小学校のころはその才能を開花させ、多くの賞を受賞。神童と呼ばれた天才ピアニスト・有馬公生は、いまはもうステージに上がることはなく、穏やかに高校生活を送っています。 11歳の秋から、彼はピアノがひけなくなってしまったのでした。 そんな彼がひょんなことからであった女の子・宮園かをりはヴァイオリニスト。 そして流れで彼女のコンクール出場の様子を見ることになるのですが、そこでの彼女の姿に公生は衝撃を受けたのでした。 20110920224822.jpg コンクールの本心なんか完全に無視。なによりも楽しそうに、自由に。 やりたいことをやりたいように誇らしげにやり遂げてみせるかをり。 コンクールとして認められないくらいに個性を強く打ちだした演奏をした彼女は、当然コンクールの審査員たちからは良い顔をされませんでしたが、会場の盛り上がりは確かなもので。 そんな常識外れな演奏を見て、彼の中で少しずつ変化が起きていくのでした。 主人公の公生くんは、精神的なストレスから、演奏中に音が聞こえなくなってしまいました。それが原因でピアノ演奏から距離を置くようになってしまっています。 でもアルバイトでピアノに触れる仕事をやっているのを見るに、椿ちゃんが言ったように「しがみついてる」というような感じは受けますね。重圧から逃れたいけれど、自分にはピアノしかない。 とは言っても第3話、子どもたちに公生がピアノを弾いてあげるシーンを見ると、演奏を止めてしまう直前のシーンでその穏やかな表情に、楽しさを感じているように見える気も。自信はなし。でもきっと、彼は本質的にはピアノが好きでいてくれているんじゃないかなと思ってます。当然。

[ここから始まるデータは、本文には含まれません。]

Issue #138, opened 2019-06-18
colwise function


musm:
Why is there only a  `colwise` function and not also a  matching rowwise function?
Personally I find `pairwise` better to use, so I'd also support deprecating colwise.

dkarrasch:
But `colwise` and `pairwise` have very different meanings here, independent of whether data points are viewed as columns or rows. `colwise` is meant to compute distances only between corresponding data points/columns. `pairwise` is meant to compute all pairwise distances, and can be used to compute the distances between matrices with different number of data points (say, columns), which is impossible for `colwise`, except for when one of the two data sets is a single data point, i.e., a vector.

musm:
Good point regarding pairwise (comment edited). I think I was getting at a `rowwise` that computes the distances between rows of the matrixes i.e. `rowwise(dist, X,Y) = colwise(dist, X', Y')

johnnychen94:
I suppose one of reason here is because julia matrix is stored in column-major order, so a row-wise loop might raise performance issue.

```julia
julia> x = [1 2 3; 4 5 6; 7 8 9]
3×3 Array{Int64,2}:
 1  2  3
 4  5  6
 7  8  9

julia> x[:]
9-element Array{Int64,1}:
 1
 4
 7
 2
 5
 8
 3
 6
 9
```

nalimilan:
With https://github.com/JuliaLang/julia/pull/32310 we should probably drop `colwise(dist, x, y)` in favor of `map(d, eachol(x), eachcol(y))`. Cc: @simonbyrne

dkarrasch:
I guess we should keep `colwise(dist, x, y)`, make `map(d, eachcol(x), eachcol(y))` the default, but allow specialized methods to optimize for performance.
```julia
using Distances, BenchmarkTools
d = Euclidean(); a = rand(5, 100); b = rand(5, 100);
@btime map($d, $(eachcol(a)), $(eachcol(b))); # 3.090 μs (304 allocations: 13.45 KiB)
@btime colwise($d, $a, $b); # 380.907 ns (1 allocation: 896 bytes)
```

simonbyrne:
@dkarrasch the point of https://github.com/JuliaLang/julia/pull/32310 is that you could write specialized versions that can leverage the memory layout: in this case, you could do:
```julia
Base.map(d::Distance, a::EachCol, b::EachCol) = colwise(d, parent(a), parent(b))
```

mroavi:
[...]

PR #197, opened 2020-12-21
Draft for deprecation route

dkarrasch:
I went a ahead and started a draft for how one could proceed further, making the package more/solely iterator-based. A few thoughts and suggestions:

* replace `rowwise` by `zipwise` and ask for `eachcol` or `eachrow` iterators, thus removing the necessity to even think about things like a `rowwise` command (cf. #138);
* essentially remove the `dims` keyword in `pairwise`; this is currently only half way, because some specializations do require an underlying matrix, but assuming we are typically given row- or column-iterators, we don't have access to that matrix currently (for the full way version, this requires JuliaLang/julia#32310).

This is breaking, and could form one piece of a transitional version, bumped in the minor version. In a next step, we could remove the matrix-based legacy functions, except those needed for performance reasons, which requires (a) JuliaLang/julia#32310 and (b) a lower Julia bound v1.6/1.7(?), depending on where this feature is included.

### DIFF
--- a/src/generic.jl
+++ b/src/generic.jl
@@ -44,106 +44,15 @@ __eltype(::Base.EltypeUnknown, a) = _eltype(typeof(first(a)))
 
 # Generic column-wise evaluation
 
-@deprecate colwise!(r::AbstractArray, metric::PreMetric, a, b) zipwise!(r, metric, a, b)
+@deprecate colwise!(r::AbstractArray, metric::PreMetric, a::AbstractVector, b::AbstractMatrix) broadcast!(metric, r, Ref(a), eachcol(b))
+@deprecate colwise!(r::AbstractArray, metric::PreMetric, a::AbstractMatrix, b::AbstractVector) broadcast!(metric, r, eachcol(a), Ref(b))
+@deprecate colwise!(r::AbstractArray, metric::PreMetric, a::AbstractMatrix, b::AbstractMatrix) broadcast!(metric, r, eachcol(a), eachcol(b))
+@deprecate colwise!(r::AbstractArray, metric::PreMetric, a, b) broadcast!(metric, r, a, b)
 
-"""
-    zipwise!(r::AbstractArray, metric::PreMetric, a, b)
-
-Compute distances between corresponding elements of the iterable collections
-`a` and `b` according to distance `metric`, and store the result in `r`. Exactly
-one of `a` or `b` can be a length-1 iterator, in which case the distance between
-that object and all objects of the respective other iterator are computed.
-
-`r` must be an array of length `maximum(length(a), length(b))`.
-"""
-function zipwise!(r::AbstractArray, metric::PreMetric, a, b)
-    na = length(a)
-    nb = length(b)
-    if na == nb
-        length(r) == na || throw(DimensionMismatch("Incorrect size of r."))
-        @inbounds for (j, ab) in enumerate(zip(a, b))
-            r[j] = metric(ab...)
-        end
-    elseif na == 1
-        length(r) == nb || throw(DimensionMismatch("Incorrect size of r."))
-        @inbounds for (j, ab) in enumerate(zip(Iterators.repeated(a, nb), b))
-            r[j] = metric(ab...)
-        end
-    elseif nb == 1
-        length(r) == nb || throw(DimensionMismatch("Incorrect size of r."))
-        @inbounds for (j, ab) in enumerate(zip(a, Iterators.repeated(b, na)))
-            r[j] = metric(ab...)
-        end
-    else
-        throw(DimensionMismatch("The lengths of a and b must match."))
-    end
-    return r
-end
-
-# legacy methods, would be better to enforce iterators more strongly (colwise vs rowwise)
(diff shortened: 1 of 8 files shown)


dkarrasch:
I just found/recalled the proposal to remove `rowwise` altogether in favor of `map(dist, each[col/row](a), each[col/row](b))`. While this works just fine, unfortunately the corresponding in-place `map!` doesn't, because it seems to require that the arguments are arrays rather than just iterators. Something to keep in mind.

src/generic.jl
```diff
@@ -44,94 +44,85 @@ __eltype(::Base.EltypeUnknown, a) = _eltype(typeof(first(a)))
 
 # Generic column-wise evaluation
 
+@deprecate colwise!(r::AbstractArray, metric::PreMetric, a, b) zipwise!(r, metric, a, b)
+
 """
-    colwise!(r::AbstractArray, metric::PreMetric, a, b)
+    zipwise!(r::AbstractArray, metric::PreMetric, a, b)
```
nalimilan, line 50: TBH I don't find `zipwise` to be a super natural name. This exists only because `map!` only accepts arrays? We could define `map!` methods that work on any iterators even if the fallback `map!` method doesn't.

dkarrasch: Yea, this was just a proposal, since colwise wouldn't make much sense anymore. I realized the whole `map!` issue only after I did the "zipwise" commit. I guess `map!` doesn't exist for general iterators because they may not have a known length, but one could indeed work around that.

nalimilan: I can't see a good reason for `map!` not to support arbitrary iterators as inputs given that `map` supports them. The docstring mentions "collection" without any details. We could file an issue in Julia to discuss this.

nalimilan:
I'm afraid we can't deprecate `pairwise` on matrices until we drop support for all Julia versions which don't include JuliaLang/julia#32310. And the only chance this happens before several years is that JuliaLang/julia#32310 gets merged before 1.7 (probable), 1.7 becomes the LTS (less probable), and we drop support for versions before it (totally possible). However, even before that we could mention in the docs that the preferred form is to use `eachcol`/`eachrow` when using recent Julia versions.

src/generic.jl
dkarrasch: https://github.com/JuliaLang/julia/issues/38344

dkarrasch:
I agree. Without JuliaLang/julia#32310 and `map!` for iterators, are we going to deprecate anything at all or just leave things basically as they are? I'm fine to close this, or just have a recommendation for using `eachcol` and `eachrow`, though it's less clear why we would recommend away from something that works and continues to do so.

nalimilan:
Looks like we're blocked waiting for changes in Julia. Though we could imagine adding `map!` methods for `PreMetric` right now if we wanted to.

dkarrasch:
Here is an interesting thing. I just gave the "custom" `map!` approach a go, and realized that there is the issue with computing `colwise` distances between a vector and a matrix, a matrix and a vector, and a matrix and a matrix. So we need to be able to "blow up" vectors to the correct size of the other matrix. But hey, this is what broadcasting already knows how to do. So I guess, instead of `colwise!(r, metric, a, b)`, we should write `r .= metric.(a, b)`, or `Ref(a)` or `Ref(b)`, depending on which of the two is a vector. I guess people usually know which of the two is a vector, and would know which one to wrap? For non-mutating colwise, you would just write `r = metric.(a, b)`. 😄  Referring to broadcasting would relieve us from doing the dirty `map!` hack for iterators.

dkarrasch:
Hm, I forgot about the specializations of `colwise`... will think about it tomorrow.

src/mahalanobis.jl
```diff
@@ -32,21 +32,6 @@ end
...
-end
-
-function colwise!(r::AbstractArray, dist::SqMahalanobis, a::AbstractVector, b::AbstractMatrix)
-    Q = dist.qmat
-    m, n = get_colwise_dims(size(Q, 1), r, a, b)
-    z = a .- b
-    Qz = Q * z
-    dot_percol!(r, Q * z, z)
-end
-
```
nalimilan, line 49: Why do you say these are "useless"? Shouldn't we make them specializations of `broadcast!` (and `map!` probably too) once JuliaLang/julia#32310 is merged?

dkarrasch: Yes, sorry, I was too quick with those ones. The Mahalanobis methods are the only useful ones, and, as you say, are another use case for the iterator type. But without lower bounding the package to a Julia version that includes that PR, we can't deprecate colwise for the exact same reason as with `pairwise`.

dkarrasch:
I'm not sure this is the right time to go in this direction. We can deprecate neither `colwise` altogether nor pairwise on matrices, i.e., the user-facing API, since we need them for important specializations. We could rewrite and simplify quite some code internally using `eachcol` and `eachrow`, but that forces us to lift the lower julia bound to v1.1, which is neither LTS nor the current version. I think we should revisit this once JuliaLang/julia#32310 is merged and then we'll know in which environment we're working.

PR #198, opened 2020-12-24
add SphericalAngle distance

### LINKED ISSUE #195: Spherical angle distance
I often work with points on a sphere and need to compute distances between them. In principle, this should be covered by the `Haversine` distance in `Distances.jl`.
However, it performs multiple conversions on the way, which (slightly) affect performance and introduce extra consfusion. Namely, `Haversine` first converts inputs from degrees to radians, and then converts output from radians to linear distance units by multiplying by the radius.
So, I implemented a simple modification of that: `SphericalAngle` distance where all values are in the same units, in radians. I've been using this for quite some time already and put into my utility package. The code is available at https://gist.github.com/aplavin/6d6df09d9f17d19c70fd91ee07045a51. I think it is useful in any cases when points represent directions, do not lie on any specific sphere, and one works in natural units (radians).
If you think it can be included into `Distances.jl`, I can make a PR.

aplavin:
Closes #195.

### DIFF
--- a/README.md
+++ b/README.md
@@ -32,6 +32,7 @@ This package also provides optimized functions to compute column-wise and pairwi
 * Bhattacharyya distance
 * Hellinger distance
 * Haversine distance
+* Spherical angle distance
 * Mean absolute deviation
 * Mean squared deviation
 * Root mean squared deviation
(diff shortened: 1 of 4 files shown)


dkarrasch:
This LGTM. I think we should mention the new distance in the README, and then this is ready to go.

aplavin:
Added to readme

aplavin:
Any plans to register a new version soon?..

本作のメインヒロインと思われる女の子・宮園かをりちゃんですが、彼女はかなりお気に入りのキャラクターです。物語を動かすキーキャラクターでもあり。 とにかく表情が豊か!演奏と同じく、生命力の強さを感じます。 笑顔で音楽を楽しんで、パンツみられたら顔赤くして、初対面の男にも殴りかかって。 そして音楽には真摯に向き合ってみせる。なにがなんでも音楽を奏でなきゃいけないと。 20110920224818.jpg 「悲しくてもボロボロでもどん底にいても 弾かなきゃダメなの」 「そうやって私達は生きていく人種なの」 いいですねえこのセリフ! 単純に自信家なのではなく、音楽家としての意識の強さが、彼女の音楽の源なのか。 そしてこの表情です。キリッと明日を見ているのがカッコいい。 そしてなによりこのシーン。公生にコンクールでの伴奏を頼みこむ彼女ですが・・・ 20110920224825.jpg 予想外の涙に、ページをめくった瞬間にドキッとしました。 あんなに自らへの肯定の言葉を口にしていたのに、なぜ泣いてしまうのか。 でもそりゃそうか、まだ子供なんだもの。味方は欲しいんだ。その瞬間にはこの世界の誰よりも自分を近くから見て支えてくれる、強い味方が。 願わくば、それは同じステージの上に。そしてそれはピアノ伴奏で、公生であって欲しい。 ふいに零れおちてしまった彼女の弱さが、とても印象に残りました。 それでいて公生も公生ですよ! 結局、「女の子ために立ち上がる」という男の子らしい素直で単純な決断! でもそれくらい衝動的でなきゃ、トラウマ引き摺ってもう一度ステージになんか立てないか。 男の子らしい立ち上がり方じゃないですか。大好きです。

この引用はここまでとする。